[SUPPLIED INFORMATION Boundary: Start]

PR #4565, opened 2026-07-17
monitor: report frontend errors with stack traces, stop chaos-load alert flood

hank-metalbear:
## Summary

The `mirrord ui` session monitor recorded frontend failures as plain analytics events carrying only a `reason` and an error message string. No stack trace was captured, so these errors could not be grouped or debugged in error tracking. On top of that, a chaos-rule load failure was re-reported on **every** 2.5s poll, so a single ended session produced a continuous stream of duplicate telemetry.

This PR:

- **Captures stack traces.** Real errors are now routed through `posthog.captureException` at every monitor error site — unhandled window errors, unhandled promise rejections, the React crash boundary, and chaos-rule load failures — so they land in error tracking with a stack, alongside the existing `monitor_user_blocked` analytics events (which are unchanged, so usage metrics keep working). `emitUserBlocked` gains an optional raw-error argument for this.
- **Stops the alert flood.** `listChaosRules` now treats a `404` as a benign "session ended" (matching `getSession`) and returns an empty list instead of throwing, and the poll loop reports a load failure **at most once per failure episode** instead of once per poll.

Stack traces are minified until source-map upload is wired into the monitor build (separate follow-up).

## Test plan

- [x] `pnpm run typecheck`, `pnpm run lint`, `pnpm run format:check` all green
- [x] Exercised the real `api` / `emitUserBlocked` / `useChaosRules` modules in a browser against mocked responses:
  - [x] A persistent `404` (session ended) → **0** `monitor_user_blocked` events and **0** captured exceptions across multiple poll cycles (was: one per poll)
  - [x] A persistent non-`404` error → **exactly one** `monitor_user_blocked` event **plus one captured exception carrying a stack trace**, across multiple poll cycles

### DIFF
--- a/packages/monitor/src/components/ErrorBoundary.tsx
+++ b/packages/monitor/src/components/ErrorBoundary.tsx
@@ -22,11 +22,16 @@ export class ErrorBoundary extends Component<Props, State> {
   }
 
   override componentDidCatch(error: Error, info: ErrorInfo): void {
-    emitUserBlocked('ui_crashed', 'user_action', {
-      error: error.message,
-      component: this.props.component,
-      stack: info.componentStack?.slice(0, STACK_TRACE_MAX_LEN),
-    })
+    emitUserBlocked(
+      'ui_crashed',
+      'user_action',
+      {
+        error: error.message,
+        component: this.props.component,
+        stack: info.componentStack?.slice(0, STACK_TRACE_MAX_LEN),
+      },
+      error,
+    )
   }
 
   override render(): ReactNode {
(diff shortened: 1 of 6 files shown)


packages/monitor/src/components/ErrorBoundary.tsx
```diff
@@ -22,11 +22,16 @@ export class ErrorBoundary extends Component<Props, State> {
...
-      component: this.props.component,
-      stack: info.componentStack?.slice(0, STACK_TRACE_MAX_LEN),
-    })
+    emitUserBlocked(
+      'ui_crashed',
+      'user_action',
+      {
+        error: error.message,
+        component: this.props.component,
+        stack: info.componentStack?.slice(0, STACK_TRACE_MAX_LEN),
```
hank-metalbear, line 31: shouldn't this be error.stack?

0x00A5 (approved):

[SUPPLIED INFORMATION Boundary: End]

Return the entries exactly through the "one per poll)" line.

SOLUTION TO THIS PROBLEM:
PR #4565, opened 2026-07-17
monitor: report frontend errors with stack traces, stop chaos-load alert flood

hank-metalbear:
## Summary

The `mirrord ui` session monitor recorded frontend failures as plain analytics events carrying only a `reason` and an error message string. No stack trace was captured, so these errors could not be grouped or debugged in error tracking. On top of that, a chaos-rule load failure was re-reported on **every** 2.5s poll, so a single ended session produced a continuous stream of duplicate telemetry.

This PR:

- **Captures stack traces.** Real errors are now routed through `posthog.captureException` at every monitor error site — unhandled window errors, unhandled promise rejections, the React crash boundary, and chaos-rule load failures — so they land in error tracking with a stack, alongside the existing `monitor_user_blocked` analytics events (which are unchanged, so usage metrics keep working). `emitUserBlocked` gains an optional raw-error argument for this.
- **Stops the alert flood.** `listChaosRules` now treats a `404` as a benign "session ended" (matching `getSession`) and returns an empty list instead of throwing, and the poll loop reports a load failure **at most once per failure episode** instead of once per poll.

Stack traces are minified until source-map upload is wired into the monitor build (separate follow-up).

## Test plan

- [x] `pnpm run typecheck`, `pnpm run lint`, `pnpm run format:check` all green
- [x] Exercised the real `api` / `emitUserBlocked` / `useChaosRules` modules in a browser against mocked responses:
  - [x] A persistent `404` (session ended) → **0** `monitor_user_blocked` events and **0** captured exceptions across multiple poll cycles (was: one per poll)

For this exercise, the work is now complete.